【三島北】 「メリハリ野球」

野球部復活から16年の進学校
環境を受け入れ割り切った練習メニューで工夫

 県内有数の進学校である三島北。勉強時間の確保に加え、校内に練習グラウンドがないという環境の中で昨夏は堂々ベスト8入り。新チームへの期待も高まっている。(取材・栗山司)

■新しい景色を見た夏  

昨夏はエース左腕・澤侑利(東海大静岡キャンパス進学予定)を擁して創部初のベスト8進出。就任1年目の小林和樹監督は「新しい景色を見させてもらった」と選手を称える。  同校は1901年に三島高等女学校として開校。1949年の男女共学化に伴い、野球部が創部した。しかし再び女子校となり、長く休部状態が続いた。  

2004年に再び男女共学化となり、野球部も同好会からスタート。2007年に53年ぶりに正式に復活した。  

チームの土台を作ったのは2008年から14年間に渡って指揮をとった前監督の白鳥真利氏。校内にグラウンドのスペースがない中で環境面に工夫を凝らして強豪私学と互角に渡り合うまでに成長させた。

■限られた環境・時間の中で  

学校内で活動できるのは約40メートル×20メートルの僅かなスペースのみ。週2度は近隣の球場を借りて練習を行うものの、グラウンドを保持しない県内では稀なチームだ。練習試合も全て遠征となる。

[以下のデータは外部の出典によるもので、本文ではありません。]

PR #866, opened 2017-05-15
Use scalacOptions for configuration instead of sys.props.

olafurpg:
System properties make it difficult/hacky to
- customize configuration per project
- dynamically update the settings in a sbt shell (set scalametaSourcepath := blah)
- fork the JVM
- debug when something goes wrong
- test scalahost-nsc (requires try/finally)

This commit makes scalahost use the default `init` mechanism provided by
scala-compiler, which makes it possible to configure scalahost via
scalacOptions. sbt-scalahost has been updated to take advantage of this
new feature. This change opens possibilities to build custom semanticdb
files, for example only emit "Messages".

Review @jvican


scalahost/sbt/src/main/scala/scala/meta/scalahost/sbt/ScalahostSbtPlugin.scala
```diff
@@ -22,15 +37,21 @@ object ScalahostSbtPlugin extends AutoPlugin {
 
   lazy val scalahostAllSettings =
     scalahostBaseSettings ++
-      scalahostInjectCompilerPluginSettings ++
+      inTestAndCompile(scalahostConfigSettings) ++
```
olafurpg: Is this an idiomatic way to allow users to configure the semanticdb mode by project/config? See semantic-example `test` how to disable/enable custom semantic dbs by config.

build.sbt
```diff
@@ -618,4 +620,7 @@ def CiCommand(name: String)(commands: List[String]): Command = Command.command(n
   }
 }
 def ci(command: String) = s"plz $ciScalaVersion $command"
+lazy val scala210 = "2.10.6"
+lazy val scala211 = "2.11.11"
+lazy val scala212 = "2.12.2"
```
xeno-by: How about we move these numbers to the top of the build? To me they seem pretty important.

scalahost/nsc/src/main/scala/scala/meta/internal/semantic/ConfigOps.scala
```diff
@@ -2,17 +2,38 @@ package scala.meta.internal
 package semantic
 
 import scala.meta.io._
+import scala.meta.internal.scalahost.ScalahostPlugin.name
 
+case class ScalahostConfig(sourcepath: Sourcepath, semanticdb: SemanticdbMode) {
+  def syntax = s"-P:$name:sourcepath:$sourcepath -P:$name:semanticdb:$sourcepath"
```
xeno-by: Not sure that I understand this part: `-P:$name:semanticdb:$sourcepath`.

scalahost/nsc/src/main/scala/scala/meta/internal/semantic/ConfigOps.scala
```diff
@@ -2,17 +2,38 @@ package scala.meta.internal
 package semantic
```
xeno-by: Shall we split this file into several and then create a dedicated package for all this functionality, like we did with `Vfs.scala` and `Schema.scala`?

scalahost/nsc/src/main/scala/scala/meta/internal/semantic/ConfigOps.scala
```diff
@@ -2,17 +2,38 @@ package scala.meta.internal
...
-    def disabled: Boolean = style == "none"
-    def slim: Boolean = style == "slim"
-    def fat: Boolean = style == "fat"
+  val SetSemanticdb = "semanticdb:(.*)".r
+  val SetSourcepath = "sourcepath:(.*)".r
 
-    def sourcepath: Sourcepath =
-      Sourcepath(sys.props.getOrElse("scalameta.sourcepath", sys.props("user.dir")))
+  var config: ScalahostConfig = ScalahostConfig.default
+  // Hack to support config.setSourcepath().
```
xeno-by: Wdym by "hack"?

scalahost/nsc/src/test/scala/scala/meta/tests/scalahost/mirrors/DatabaseSuite.scala
```diff
@@ -40,49 +41,43 @@ abstract class DatabaseSuite extends FunSuite { self =>
     val global: self.g.type = self.g
   }
   import databaseOps._
+  databaseOps.config.setSemanticdbMode(SemanticdbMode.Slim)
```
xeno-by: Isn't `databaseOps` already imported here?

scalahost/nsc/src/test/scala/scala/meta/tests/scalahost/mirrors/DatabaseSuite.scala
```diff
@@ -40,49 +41,43 @@ abstract class DatabaseSuite extends FunSuite { self =>
...
-        errors.foreach(error => fail(s"scalac ${phase.name} error: ${error.msg} at ${error.pos}"))
-      })
-      g.phase = run.phaseNamed("patmat")
-      g.globalPhase = run.phaseNamed("patmat")
-
-      m.Database(List(unit.source.toInput -> unit.toAttributes))
-    } finally {
-      if (oldSourcepath != null) sys.props("scalameta.sourcepath") = oldSourcepath
-      else sys.props.remove("scalameta.sourcepath")
-    }
```
xeno-by: Not needing this is definitely an improvement! 👍

scalahost/sbt/src/main/scala/scala/meta/scalahost/sbt/ScalahostSbtPlugin.scala
```diff
@@ -22,15 +40,21 @@ object ScalahostSbtPlugin extends AutoPlugin {
...
+      scalahostInjectDependency ++
       scalahostHasMirrorSettings
 
   lazy val scalahostBaseSettings: Seq[Def.Setting[_]] = Def.settings(
     ivyConfigurations += Scalameta,
+    scalametaSourcepath := baseDirectory.in(ThisBuild).value,
     resolvers += Resolver.bintrayRepo("scalameta", "maven")
   )
+  lazy val scalahostConfigSettings: Seq[Def.Setting[_]] = Def.settings(
+    scalametaSemanticdb := ScalametaSemanticdb.Fat
```
xeno-by: I don't like the duplication in saying `foobarbaz := Foobarbaz.qux`. Can we do better here?

scalahost/sbt/src/sbt-test/sbt-scalahost/semantic-example/test
```diff
@@ -0,0 +1,11 @@
+> app/testOnly Fat
```
xeno-by: How about we say `set every scalametaSemanticdb := ScalametaSemanticdb.Fat` before this line?

build.sbt
xeno-by: Allright, an alternative suggestion. Have file called `Versions.scala` in `build/`. And then call these guys `LatestScala210`, `LatestScala211` and `LatestScala212`.

xeno-by: If we need to support 2.11.8, we can add something `ExceptionallyPreviousScala211`.

build.sbt
```diff
@@ -250,26 +251,28 @@ lazy val scalahostNsc = project
...
   .settings(
     publishableSettings,
     buildInfoSettings,
+    Defaults.itSettings,
     sbt.ScriptedPlugin.scriptedSettings,
     sbtPlugin := true,
     publishMavenStyle := false, // necessary for pre-releases to work with addSbtPlugin
     bintrayRepository := "maven", // sbtPlugin overrides this to sbt-plugins
-    testQuick := {
+    testQuick.in(IntegrationTest) := {
```
jvican: Note: will hack incremental testing this week.

project/Versions.scala
```diff
@@ -0,0 +1,5 @@
+object Versions {
```
jvican: 👍 This is one of those things I'd like to see in a sbt common package that every build depens on.

scalahost/sbt/src/main/scala/scala/meta/scalahost/sbt/ScalahostSbtPlugin.scala
jvican: AFAIK, this is very idiomatic. Make sure you document it clearly -- tasks are scoped in the `Compile` and `Test` configurations.

scalahost/sbt/src/main/scala/scala/meta/scalahost/sbt/ScalahostSbtPlugin.scala
```diff
@@ -22,15 +40,21 @@ object ScalahostSbtPlugin extends AutoPlugin {
...
+      scalahostInjectScalacOptions ++
+      scalahostInjectDependency ++
       scalahostHasMirrorSettings
 
   lazy val scalahostBaseSettings: Seq[Def.Setting[_]] = Def.settings(
     ivyConfigurations += Scalameta,
+    scalametaSourcepath := baseDirectory.in(ThisBuild).value,
     resolvers += Resolver.bintrayRepo("scalameta", "maven")
   )
+  lazy val scalahostConfigSettings: Seq[Def.Setting[_]] = Def.settings(
```
jvican: You don't need `lazy` here.

scalahost/sbt/src/main/scala/scala/meta/scalahost/sbt/ScalahostSbtPlugin.scala
jvican: What duplication do you mean Eugene?

scalahost/sbt/src/main/scala/scala/meta/scalahost/sbt/ScalahostSbtPlugin.scala
```diff
@@ -39,14 +63,21 @@ object ScalahostSbtPlugin extends AutoPlugin {
           )
         case _ => Nil
       }
-    },
+    }
+  )
+  lazy val scalahostInjectScalacOptions: Seq[Def.Setting[_]] = Def.settings(
```
jvican: You can probably remove all these lazy's.

scalahost/sbt/src/main/scala/scala/meta/scalahost/sbt/ScalahostSbtPlugin.scala
```diff
@@ -22,15 +40,21 @@ object ScalahostSbtPlugin extends AutoPlugin {
 
   lazy val scalahostAllSettings =
     scalahostBaseSettings ++
-      scalahostInjectCompilerPluginSettings ++
+      inTestAndCompile(scalahostConfigSettings) ++
+      scalahostInjectScalacOptions ++
```
jvican: I would group the settings based on the place they are scoped. Following this criterion, these two can be grouped together.

scalahost/sbt/src/main/scala/scala/meta/scalahost/sbt/ScalahostSbtPlugin.scala
```diff
@@ -90,6 +121,9 @@ object ScalahostSbtPlugin extends AutoPlugin {
     }
   )
 
+  private def inTestAndCompile(settings: Seq[Def.Setting[_]]) =
```
jvican: I've used this so many times that i think it's about time we add it to sbt/sbt.

scalahost/sbt/src/sbt-test/sbt-scalahost/semantic-example/app/src/test/scala/MainTest.scala
```diff
@@ -0,0 +1,74 @@
...
+    test("Mirror.sources") {
+      assert(mirror.sources.length == 3)
+    }
+    val paths = List(
+      "library1/target/scala-2.11/classes/META-INF/semanticdb/library1/src/main/scala-2.11/Test.semanticdb",
+      "library2/target/scala-2.11/classes/META-INF/semanticdb/library2/src/main/scala/Test.semanticdb",
+      "library2/target/scala-2.11/test-classes/META-INF/semanticdb/library2/src/test/scala/TestMain.semanticdb"
+    )
+    // parent because fork := true
+    val workingDir = Paths.get(sys.props("user.dir")).getParent
```
jvican: Question: have you experienced a performance hit because of this forking? In theory, it should be slower.

scalahost/sbt/src/sbt-test/sbt-scalahost/semantic-example/test
```diff
@@ -0,0 +1,11 @@
...
+> set every scalametaSemanticdb := ScalametaSemanticdb.Slim
+> clean
+> app/testOnly Slim
+> clean
+> set every scalametaSemanticdb := ScalametaSemanticdb.Fat
```
jvican: `every` works here, but you need to be careful because it overrides all the keys in every scope. `set scalametaSemanticdb in Compile := ScalametaSemanticdb.Fat` and its counterpart for `Test` should work. I would prefer the last ones since they are more precise.
  
See `help set`:
```
set [every] <setting-expression>

	Applies the given setting to the current project:
	  1) Constructs the expression provided as an argument by compiling and loading it.
	  2) Appends the new setting to the current project's settings.
	  3) Re-evaluates the build's settings.

	This command does not rebuild the build definitions, plugins, or configurations.
	It does not automatically persist the setting(s) either.
	To persist the setting(s), run 'session save' or 'session save-all'.

	If 'every' is specified, the setting is evaluated in the current context
	and the resulting value is used in every scope.  This overrides the value
	bound to the key everywhere.

```

project/Versions.scala
olafurpg: I totally agree, I do this in almost every build. I'm not sure if we would use it in this build however since the scala version is very important for us.

olafurpg: Although, I can imagine that might make sbt version upgrades harder since upgrading sbt would mean upgrading to latest Scala. Not sure if it's a good thing or bad.

scalahost/sbt/src/main/scala/scala/meta/scalahost/sbt/ScalahostSbtPlugin.scala
olafurpg: Good point. Docs are totally behind atm. cc/ https://github.com/scalameta/scalameta/issues/816

scalahost/sbt/src/main/scala/scala/meta/scalahost/sbt/ScalahostSbtPlugin.scala
olafurpg: The `lazy` is actually intentional, but maybe not for the best reason. ScalahostSbtPlugin is an object so removing the lazy would make initialization errors more cryptic compared to typical stack traces.

scalahost/sbt/src/main/scala/scala/meta/scalahost/sbt/ScalahostSbtPlugin.scala
olafurpg: I think he's referring to `scalametaX := scalametaY`

scalahost/sbt/src/main/scala/scala/meta/scalahost/sbt/ScalahostSbtPlugin.scala
olafurpg: See comment above.

scalahost/sbt/src/main/scala/scala/meta/scalahost/sbt/ScalahostSbtPlugin.scala
olafurpg: 👏

scalahost/sbt/src/sbt-test/sbt-scalahost/semantic-example/app/src/test/scala/MainTest.scala
olafurpg: I haven't. But these tests run via scripted so the overhead of forking here is negligible compared to scripted slowness.

scalahost/sbt/src/sbt-test/sbt-scalahost/semantic-example/test
olafurpg: I need every here since I want to define it for all projects. When I tried without `every` it only changed the setting in the root project.

scalahost/sbt/src/main/scala/scala/meta/scalahost/sbt/ScalahostSbtPlugin.scala
xeno-by: Yes.

xeno-by: I suggest we at least drop the `scalameta` prefix. There are no other semantic dbs around.

`semanticDb := SemanticDb.Fat` looks more or less allright.

scalahost/nsc/src/main/scala/scala/meta/internal/semantic/ConfigOps.scala
xeno-by: Has anything changed in this regard? Can't seem to find the changes.

scalahost/nsc/src/main/scala/scala/meta/internal/semantic/ConfigOps.scala
xeno-by: I don't mind either way, just wanted to figure out your preferences wrt this aspect of code organization.

scalahost/sbt/src/main/scala/scala/meta/scalahost/sbt/ScalahostSbtPlugin.scala
olafurpg: It's conventional to prefix all plugin keys by the plugin name, this makes it easier to discover what settings are provided by a plugin, for example via `scalameta<TAB>` in the sbt shell. I'm open to make the syntax `scalametaSemanticdb := Semanticdb.Fat`, would that be better?

olafurpg: Relevant http://www.lihaoyi.com/post/StrategicScalaStyleConcisenessNames.html#long-names-vs-short-names

Considering that users will typically write this setting few times, I believe a longer/verbose name that follows sbt plugin naming conventions is fine.

xeno-by: Well, then I guess it should be `scalahostSemanticDb := ScalahostSemanticDb.Fat`.

olafurpg: Or rather, the plugin should be `ScalametaPlugin` named instead of `ScalahostSbtPlugin`?

This also opens the question if we should rename `sbt-scalahost` to `sbt-scalameta`. Having explained what were doing to several people, I have noticed that the word "scalahost" is confusing to many.

xeno-by: Good point. How about we explore this in 2.x? I'm afraid big refactorings like this will interfere with the 2.x branch, which will have to coexist with 1.x for quite a while.

olafurpg: So keep things as is for now? So far the plugin exposes only `scalameta*` keys to the build.sbt scope so I think renaming the plugin to sbt-scalameta would be a logical step, but I'm fine with waiting with that change.

xeno-by: Yes, let's keep this as is for now.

白鳥氏からチームを引き継いだ小林監督は「この環境だからこそ、割り切った練習ができる」とデメリットをメリットに変えている。  水曜日と木曜日は学校内で基礎練習やトレーニングに費やし、火曜日と金曜日の球場練習では実戦メニューに振り切る。進学校のため、練習時間も短いが、その中で集中して効率的にこなすのが特徴だ。「練習量としては物足りない。でも、この子たちは集中して物事に取り組むことが得意。割り切りが逆に合っていると思っている」(小林監督)。塩川太一主将(3年=捕手)も「やれる日、やらない日をしっかりと区別をつけているので、そこに関しては不便を感じていない」と決して言い訳しない。

■守備を強化し、再び旋風を

チームの歴史を作った3年生が引退し、昨年秋は2年生7人、1年生9人でスタート。レギュラー陣の全員が入れ替わり、経験不足の中で自滅するケースが目立った。東部大会の初戦は知徳相手に2対12で5回コールド負け。その後の練習試合でも負けが続いた。  

目立ったのは守備の乱れ。小林監督によると、1試合平均で4、5個の失策があったという。打撃力に自信があって得点を奪うものの、それ以上に失点してしまうケースが目立った。  その課題を克服すべく、オフ期間はトレーニングと並行して守備の強化をはかった。ノックを繰り返し、塩川主将は「まだ完ぺきとは言えませんが、どのポジションも秋よりは違った姿が見られています」と手応えを感じている。  

目標は県ベスト8。先輩たちの成績に並ぶことだ。掲げるスローガンのごとく、今年も三島から爽やかな風を吹かす。